The records.
PR #1671, opened 2020-10-17
Fixed the resource launcher on lassen for the tests to set the correct

bvanessen:
number of tasks.

### DIFF
--- a/bamboo/common_python/tools.py
+++ b/bamboo/common_python/tools.py
@@ -241,13 +241,13 @@ def get_command(cluster,
                 option_gpu_per_resource = ' --gpu_per_rs ALL_GPUS'
                 option_launch_distribution = ' --launch_distribution packed'
                 # Avoid `nrs (32) should not be greater than rs_per_host (1) * number of servers available (16).`
-                # By default there should be 4 prcesses per node (especially when using GPUs)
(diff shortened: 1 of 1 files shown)


bamboo/common_python/tools.py
```diff
@@ -241,15 +241,21 @@ def get_command(cluster,
...
                 # Avoid `nrs (32) should not be greater than rs_per_host (1) * number of servers available (16).`
+                # By default there should be 4 prcesses per node (especially when using GPUs)
+                resources_per_node = 4
                 if num_nodes is None:
-                    num_nodes = 1
+                    num_nodes = math.ceil(float(num_processes)/4)
+                else:
+                    if disable_cuda == True:
+                        # When CUDA is disabled, allow the number of resources per node to be overridden
+                        resources_per_node = math.ceil(float(num_processes)/num_nodes)
```
timmoon10, line 251: What if you specify the number of nodes and run on CPU?
```suggestion
            if disable_cuda:
                # When CUDA is disabled, allow the number of resources per node to be overridden
                resources_per_node = math.ceil(float(num_processes)/num_nodes)
```

timmoon10 (changes requested):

What you have to do. All records are to be retyped exactly. None may be omitted.

Exercise solution.
PR #1671, opened 2020-10-17
Fixed the resource launcher on lassen for the tests to set the correct

bvanessen:
number of tasks.

### DIFF
--- a/bamboo/common_python/tools.py
+++ b/bamboo/common_python/tools.py
@@ -241,13 +241,13 @@ def get_command(cluster,
                 option_gpu_per_resource = ' --gpu_per_rs ALL_GPUS'
                 option_launch_distribution = ' --launch_distribution packed'
                 # Avoid `nrs (32) should not be greater than rs_per_host (1) * number of servers available (16).`
-                # By default there should be 4 prcesses per node (especially when using GPUs)
(diff shortened: 1 of 1 files shown)


bamboo/common_python/tools.py
```diff
@@ -241,15 +241,21 @@ def get_command(cluster,
...
                 # Avoid `nrs (32) should not be greater than rs_per_host (1) * number of servers available (16).`
+                # By default there should be 4 prcesses per node (especially when using GPUs)
+                resources_per_node = 4
                 if num_nodes is None:
-                    num_nodes = 1
+                    num_nodes = math.ceil(float(num_processes)/4)
+                else:
+                    if disable_cuda == True:
+                        # When CUDA is disabled, allow the number of resources per node to be overridden
+                        resources_per_node = math.ceil(float(num_processes)/num_nodes)
```
timmoon10, line 251: What if you specify the number of nodes and run on CPU?
```suggestion
            if disable_cuda:
                # When CUDA is disabled, allow the number of resources per node to be overridden
                resources_per_node = math.ceil(float(num_processes)/num_nodes)
```

timmoon10 (changes requested):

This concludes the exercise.